PR #4178, opened 2022-04-11
Add areaplot example to gallery

briochemc:
Not sure this is the right way to add example to the gallery but hopefully this is helpful :)

### DIFF
--- a/src/examples.jl
+++ b/src/examples.jl
@@ -1273,6 +1273,17 @@ const _examples = PlotExample[
             end
         )],
     ),
+    PlotExample( # 58
+        "Stacked area chart",
+        """
+        `areaplot` draws stacked area plots.
+        """,
+        [:(
+            begin
+                areaplot(1:3, [1 2 3; 7 8 9; 4 5 6], seriescolor = [:red :green :blue], fillalpha = [0.2 0.3 0.4])
+            end
+        )],
+    ),
 ]
 
 # Some constants for PlotDocs and PlotReferenceImages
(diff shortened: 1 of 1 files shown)


t-bltg:
@BeastyBlacksmith, what is the criterion for orienting contributions to the new `gallery` (old examples) or the `user gallery` ?

johnnychen94:
Here's my understanding:

- For examples that can be fit into the docstring, it goes here (the old examples); these examples have no differences from the examples listed in `?startswith` and it simply indicates that these functionalities work or don't work for certain backends.
- The new gallery is more of a "how to make a beautiful plot result" collection; it doesn't necessarily work for every backend.

briochemc:
FWIW, I submitted this because [someone on StackOverflow](https://stackoverflow.com/questions/71794565/how-to-draw-a-proportion-graph-in-julia/71828494#71828494) "looked at all of the examples in the documentation and could not find a similar graph" (similar to an `areaplot`).

t-bltg:
Good point for the docstring. We could say that the examples working with all major backends `GR`, `Plotly`, `PyPlot`, `PGFPlotsX` are allowed to go into the regular `Gallery`.

So @briochemc for this PR to go in you'd need to:
1. stick to the format (run `using JuliaFormatter; format(["src", "test"])`)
======
Which lines of the data include the string "into"? Find them and copy each one.

- For examples that can be fit into the docstring, it goes here (the old examples); these examples have no differences from the examples listed in `?startswith` and it simply indicates that these functionalities work or don't work for certain backends.
Good point for the docstring. We could say that the examples working with all major backends `GR`, `Plotly`, `PyPlot`, `PGFPlotsX` are allowed to go into the regular `Gallery`.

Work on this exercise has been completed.